1: Glass substrate with film 2: Glass substrate 2a: 1st main surface 2b: 2nd main surface 3: Anti-glare film 3a: Surface 21: Glass substrate with film 24: Anti-reflection film 25: High refractive index film 26: Low refractive index film

FIG. 1 is a schematic cross-sectional view showing a glass substrate with a film in the first embodiment of the present invention. FIG. 2 is a schematic cross-sectional view showing a glass substrate with a film in the second embodiment of the present invention.

Claims (8)

A film-coated glass substrate, comprising: a glass substrate; and an anti-glare film, which is disposed on the main surface of the glass substrate and has silicon oxide as the main component; and the arithmetic mean height Sa of the surface of the anti-glare film is greater than 0.3 μm, and in the pencil hardness test of JIS K5600-5-4:1999, when the surface of the anti-glare film is observed at a magnification of 100 times using a metal microscope to determine whether the surface of the anti-glare film is damaged, the pencil hardness is greater than 7H. The coated glass substrate of claim 1, wherein the haze measured in accordance with JIS K7136:2000 is greater than 30%. The coated glass substrate of claim 1 or 2, wherein the strain point of the glass substrate is above 550°C. For example, in the coated glass substrate of claim 1 or 2, the ratio of the root mean square height Sq of the surface of the anti-glare film to the minimum autocorrelation length Sal (Sq/Sal) is greater than 0.05. A method for manufacturing a film-coated glass substrate, comprising: Forming a coating film having a concave-convex surface by spraying a coating liquid containing a silicon dioxide precursor on a glass substrate; and Forming an anti-glare film by firing the coating film at a temperature above 500°C; and Forming the anti-glare film in such a way that the arithmetic mean height Sa of the surface of the anti-glare film becomes 0.3 μm or more.
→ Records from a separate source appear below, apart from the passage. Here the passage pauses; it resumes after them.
PR #2543, opened 2020-05-12
Clarify installation instructions for Mac users

ChrisBAshton:


ChrisBAshton:
I've heard from @beccapearce that that has the same security issues. Probably the same remedy though!

ChrisBAshton:
Agreed it feels gross, but I guess if the Security aspect of it involves some GUI manipulation, doesn't hurt to get straight into the GUI headspace with the install steps 😅

PR #2544, opened 2020-05-12
Point to the new rake task for viewing subscriptions

ChrisBAshton:


source/manual/subject-access-requests.html.md
```diff
@@ -24,10 +24,11 @@ So far we've received requests that have asked for information on:
 ### Email subscriptions
 
 We've had requests to get information on what is held about an email address
-in terms of subscriptions. We have [some documented queries that can help get
-this][email-alert-api-analytics].
+in terms of subscriptions. [There is a rake task for that][rake-task].
```
thomasleese, line 27: It might be nice to use the `RunRakeTasks` helper here to automatically get some links to Jenkins: https://github.com/alphagov/govuk-developer-docs/blob/e051e0bf72dfb862bc25e5ce95561f2a6c85cbc2/source/manual/alerts/whitehall-scheduled-publishing.html.md.erb#L25

ChrisBAshton: Ooh, didn't know about that helper! I see that being useful in other docs but not particularly this one (we always want to run against Prod for this kind of FOI request, not much value in rendering a list. Plus it would break up the flow of the document)

thomasleese: I agree, it's only really useful in production, but I do think the ability to click on a link and be taken straight to Jenkins is useful in these kinds of docs. I don't mind too much though, happy to leave it as it is.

A method for manufacturing a coated glass substrate as claimed in claim 5, wherein when the coated film is fired, the coated film is fired at a temperature below the strain point of the glass substrate. A method for manufacturing a coated glass substrate as claimed in claim 5 or 6, wherein the strain point of the glass substrate is above 550°C. The method for manufacturing a coated glass substrate as claimed in claim 5 or 6, wherein the silicon dioxide precursor comprises: at least one of an N-functional silane oxide (N=2, 3, 4) and a hydrolysis condensate of the N-functional silane oxide.